WHAT YOU SHOULD DO:
Copy each line of the records below that has "seems" in it.

-=-=-

PR #356, opened 2021-11-23
Logic: Refactor functionality regarding interpreted/uninterpreted symbols

blishko:
Changes in this PR:
* Remove the information about interpreted symbols from `Logic`. This information is stored in `SymbolStore` and was duplicated in `Logic`.
* Pass the `interpreted` flag directly when requesting new symbol from `SymbolStore`, do not set it up afterwards.
* Clean up a few functions regarding inquiring whether something is interpreted or uninterpreted.

### DIFF
--- a/src/logics/Logic.cc
+++ b/src/logics/Logic.cc
@@ -765,15 +765,19 @@ void Logic::markConstant(SymId id) {
     constants[id] = true;
 }
 
+SymRef Logic::newSymb(const char * name, const vec<SRef> & sort_args, bool isInterpreted) {
+    return sym_store.newSymb(name, sort_args, isInterpreted);
+}
+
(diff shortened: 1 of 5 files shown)


aehyvari (approved):
This looks good.  Maybe the name Logic::yieldsSortUF is a little strange, since UF doesn't sound like it should be a sort.  But I can't quickly think of a better name.

blishko:
> Maybe the name Logic::yieldsSortUF is a little strange, since UF doesn't sound like it should be a sort.

I agree. I was also thinking of `yieldsSortUninterpreted` or `yieldsUninterpretedSort`. The first one is more consistent with the arithmetic methods I guess. Should I rename it?

aehyvari:
If we both think so, maybe it's worth it.

PR #357, opened 2021-11-23
First proposal for theory combination, UFLRA specifically.

blishko:
This PR represents a prototype implementation of UFLRA theory based on delayed theory combination.
The formula is purified so that no mixed atoms are present in the formula.
Then, for every pair of interface variables, tautological clauses are added to the formula ensuring that `x = y iff x <= y and x >= y`.

Small adjustmens in `ArithLogic` and `Egraph` were necessary to properly determine which terms must be purified and which terms should be introduced to `Egraph`.


blishko:
The current version seems to be consistent, both with the previous version and with Z3 on the SMT-LIB QF_UFLRA benchmarks.

aehyvari (approved):
This looks great!  I added a note (maybe to myself?) on studying if the equality writing could be moved to a rewriter from `ArithLogic`.  I also made a PR on top of this for some small suggestions.

PR #361, opened 2021-11-30
computing interface variables

aehyvari:


aehyvari:
Here's an idea which should avoid an extra linear pass on the variables marked as uninterpreted when computing the interface variables.

blishko (approved):
Looks good!

PR #362, opened 2021-12-01
Logic: Small optimization in template instantiation

blishko:
If the template does not have any arguments, the only possible
instantiation is its body, there is no need to call the substitutor,
as it will never change the formula.


aehyvari (approved):
LGTM

PR #363, opened 2021-12-02
Remove unused debug code

blishko:
I believe the macro DEBUG_REASONS has not been used for a long time and
it seems that it requires an overload of `getReason` that does not exist
anymore. I suggest to just remove this debug code.


aehyvari (approved):
I agree, let's remove it!

PR #364, opened 2021-12-02
sorts: Fix problem where param sorts were not allocated enough memory

aehyvari:


blishko (approved):
Glad you found the problem.
I am sorry for causing it.

I am wondering if we should make it consistent with `ptermWord32Size`, which means it would be `(sizeof(Sort) + (sizeof(SRef) * size)) / sizeof(uint32_t)`.

aehyvari:
> Glad you found the problem. I am sorry for causing it.

Hehe no problem :)

> 
> I am wondering if we should make it consistent with `ptermWord32Size`, which means it would be `(sizeof(Sort) + (sizeof(SRef) * size)) / sizeof(uint32_t)`.

I it like this.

-=-=-

ANSWER FOR THIS EXERCISE:
The current version seems to be consistent, both with the previous version and with Z3 on the SMT-LIB QF_UFLRA benchmarks.
it seems that it requires an overload of `getReason` that does not exist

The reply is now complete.